Kai Jing, Yang Luyao, AbuElela Ayman F, Abdel-Haleem Alyaa M, AlAmoodi Asma S, Bin Nafisah Abdulghani A, Alshaibani Alfadel, Alzahrani Ali S, Lagani Vincenzo, Gomez-Cabrero David, Gao Xin, Merzaban Jasmeen S
Bioscience Program, King Abdullah University of Science and Technology (KAUST), Biological and Environmental Sciences and Engineering (BESE) Division, Thuwal 23955-6900, Saudi Arabia.
Computer Science Program, King Abdullah University of Science and Technology (KAUST), Computational Bioscience Research Centre (CBRC), Thuwal 23955-6900, Saudi Arabia.
Cell Rep Methods. 2025 Aug 18;5(8):101140. doi: 10.1016/j.crmeth.2025.101140. Epub 2025 Aug 11.
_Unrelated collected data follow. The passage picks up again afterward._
PR #1437, opened 2026-06-09
Remove `Scan_done` field from the Python ORM

MaximeBICMTL:
Accomodate of https://github.com/aces/Loris/pull/10236 to the Python side. The `Scan_done` field does not seem to be used outside of the ORM, which this PR updates accordingly. It does seem to be used in Perl, but that is a subject for another PR.

Also accomodate for https://github.com/aces/Loris/pull/10512 by adding the biobank tables to the test database (required to load Raisinbread).


MaximeBICMTL:
Merging without approval since this targets a staging branch, is very straightforward, and fixes CI.

PR #1440, opened 2026-06-14
Use ORM for MRI files associated files

MaximeBICMTL:
A local branch I had on my laptop.

List of changes:
- Use the ORM to get the associated files of an MRI files in the S3 upload pipelime.
- Also use the new `try_get_mri_file_parameter` function in the NIfTI pic script, which is safer than the previous function as it is restricted to MRI parameters instead of all parameters.
- Deprecate the old untyped functions.


MaximeBICMTL:
Nevermind code is wrong and I am too lazy to fix that.

PR #1443, opened 2026-06-17
In-database BIDS file information

MaximeBICMTL:
This PR implements https://github.com/aces/Loris/pull/11169 for the LORIS BIDS MRI and EEG importer. Code-wide, this PR improves the BIDS importer by refactoring `BidsImportEnv` into a more feature-complete `BidsImporter` class. However, the code for actual BIDS registration also complexifies the importer quite a bit, and simplifying it would require a large (but desirable) refactor of the BIDS importer (specifically create a common factorization for all BIDS file imports), which is outside of the scope of this PR. Integration tests are nonetheless improved in this PR to ensure that everything works as expected and continues to do so in the future.
## BIDS importer design

- Rename `BidsImportEnv` to `BidsImporter`.
- `BidsImporter` is the central object for BIDS import, which contains:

We identified a gene panel comprising 71 glycosyltransferases (GTs) that alter glycan patterns on cancer cells as they become more virulent. When these cancer-pattern GTs (CPGTs) were run through an algorithm trained on The Cancer Genome Atlas, they differentiated tumors from healthy tissue with 97% accuracy and clustered 27 cancers with 94% accuracy in external validation, revealing each variety's "biometric glycan ID." Using machine learning, we built four models for cancer classification, including two for detecting the molecular subtypes of breast cancer and glioma using even smaller CPGT sets. Our results reveal the power of using glyco-genes for diagnostics: Our breast cancer classifier was almost twice as effective in independent testing as the widely used prediction analysis of microarray 50 (PAM50) subtyping kit at differentiating between luminal A, luminal B, HER2-enriched, and basal-like breast cancers based on a comparable number of genes. Only four GT genes were needed to build a prognostic model for glioma survival.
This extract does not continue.